Marie-Caroline Saglio-Yatzimirsky et Céline Figuière ont intégré le conseil d’administration du Centre Primo Levi en 2022. Elles racontent leur arrivée dans une association à un moment important de son histoire, où « personne n’est là par hasard ».
Quels sont l’origine et le sens de votre participation à la vie du Centre Primo Levi ?
Marie-Caroline Saglio-Yatzimirsky :
Le Centre Primo Levi a toujours été essentiel dans le grand échiquier des acteurs sur la question de l’exil et des violences liées à l’exil, c’est une association de référence. En tant que psychologue clinicienne à l’hôpital Avicenne, je trouve qu’il y a une proximité de pensée et de pratique avec la clinique du Centre, du fait de ses références à la psychanalyse, de sa réflexion sur la question culturelle, avec une forte place donnée à la question politique. Le Centre est absolument indispensable dans un dialogue entre soignants et chercheurs sur la question des violences et de l’exil. Il est un partenaire naturel de notre activité.
Je suis par ailleurs enseignante-chercheuse et directrice de l’Institut Convergences Migrations, donc en lien avec de nombreux acteurs publics qui interviennent sur les questions migratoires. Il me semble important qu’une association qui apparaît avoir beaucoup d’indépendance puisse agir. Ceci est indispensable pour protéger une pensée autour du soin envers les personnes exilées, d’autant plus que les questions migratoires sont très politisées et complétement fantasmées, comme on le voit aujourd’hui avec le projet de loi « our contrôler l’immigration, améliorer l’intégration ».
Céline Figuière
J’ai travaillé en tant que responsable de la communication chez Emmaüs et à la Fédération des acteurs de la solidarité, où la question de l’exil est centrale. C’est un vrai positionnement politique de s’engager sur ce sujet, qu’on veut séparer du secteur social, alors qu’il en fait entièrement partie. Le fait de placer la question de l’asile sous la tutelle du ministère de l’Intérieur est un signe. On voit que la France est un pays de protection dans les textes mais pas dans la réalité.
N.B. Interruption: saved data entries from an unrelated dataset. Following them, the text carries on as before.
PR #143, opened 2023-03-23
docs: add decision record about removing Lombok

paullatzelsperger:
## WHAT
creates a decision record about completely excising Lombok from our code base

## WHY
Lombok uses undocumented and non-public APIs of the JVM and is expected to break in upcoming Java releases.

### DIFF
--- a/docs/development/decision-records/2023-03-23_remove_lombok/README.md
+++ b/docs/development/decision-records/2023-03-23_remove_lombok/README.md
@@ -24,7 +24,7 @@ refactoring (`@ToString(of = <FIELDNAME>)`) and more dangerous (`@SneakyThrows`)
 Fourth and finally bytecode modification could conceivably cause problems in use cases where audited/certified code is
 required. Since the code gets modified during compilation in a way not covered by any spec, technically the runtime code
 could be significantly different from the source code. Although this problem is admittedly theoretical at the moment, we
-should build those obstructions into the code base.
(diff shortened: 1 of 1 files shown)


ndr-brt (approved):
Totally agree, I took a glance at the issue on the lombok repository and I think all this noise just to save some constructors and methods seems to much.
:axe:

tuncaytunc-zf:
To be fair, we should also mention some advantages of Lombok
- Avoid boilerplate code
- Save time
- Clean code
- Open Source with huge community behind
- ...
I have used it also in many other projects can't say that it is a bad tool.

wolf4ood (approved):
:axe:

florianrusch-zf (approved):

SebastianBezold:
Hi @tuncaytunc-zf, 
reading your comment, I cannot really see, if you're against this change. I want to avoid merging PRs, if the team is not aligned. Can you please clarify, if you do support the decision beside your topics from the comment?

tuncaytunc-zf:
> Hi @tuncaytunc-zf, reading your comment, I cannot really see, if you're against this change. I want to avoid merging PRs, if the team is not aligned. Can you please clarify, if you do support the decision beside your topics from the comment?

Hi @SebastianBezold I just wanted to point out that it has also some advantages, but indeed the points in D-R are some potential risks and if most of us are against Lombok then of course it can be removed. So please merge it.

La thématique des personnes exilées victimes de torture est difficile à porter, cela avait du sens de donner de mon temps, les avancées se font au millimètre, les réformes sont incessantes. Le Centre Primo Levi est très connu parmi les associations qui travaillent sur la question migratoire ou de l’asile, j’ai longtemps croisé ses membres, notamment à l’époque où je coordonnais l’action inter-associative autour de la circulaire Collomb[1].
Que retenir de cette première année au conseil d’administ atio ?
CF : J’ai découvert le fonctionnement du Centre, ses dynamiques, son projet associatif très fort. J’ai le sentiment que le Centre se situe dans une phase de transition, qu’il a vocation à trouver un autre niveau de reconnaissance. Le déménagement vers de nouveau locaux peut être une chance pour développer le centre de ressources et apporter plus aux professionnels du secteur social sur la spécificité de l’accompagnement des personnes exilées victimes de torture. C’est un sujet que j’ai suivi cette année. J’ai, sinon, découvert un conseil d’administration très impliqué, très divers. Je suis intéressée par la relation salariés-élus et par la nécessité de travailler sur ce lien de confiance crucial pour porter le projet associatif. Chacun a un rôle à jouer pour porter ce projet, personne n’est là par hasard. Il a enfin été très intéressant d’arriver à un moment où le Centre réfléchit à une stratégie de plaidoyer et de communication.
MC SY :
J’ai moi aussi tout découvert du Centre cette année, dont je ne connaissais que la clinique : les enjeux des locaux, les enjeux financiers, de visibilité. À ce titre, la sortie du rapport Femmes exilées, une violence continue a été un moment important cette année. J’ai réalisé que le Centre Primo Levi est une association qui opère constamment des arbitrages, entre le soin, la formation et le plaidoyer. La clinique de l’exil est très particulière, elle demande beaucoup d’engagement et d’expérience. En tant que soignante, je pense que le dialogue entre la clinique et les autres activités du Centre est essentiel. J’ai voulu renforcer ce lien, c’est le cœur du Centre. Celui-ci peut être un acteur très ambitieux dans les années futures, avec, bien sûr, des équilibres à trouver. Il est important que le Centre garde sa spécificité, son indépendance, qu’il continue de travailler avec les acteurs de l’exil. Il me semble que par son engagement et sa diversité, il en a la force.
[1] La circulaire de décembre 2017 demandait aux préfets de constituer des équipes chargées de se rendre dans les structures d’hébergement d’urgence pour y recueillir des informations sur la situation administrative des personnes hébergées.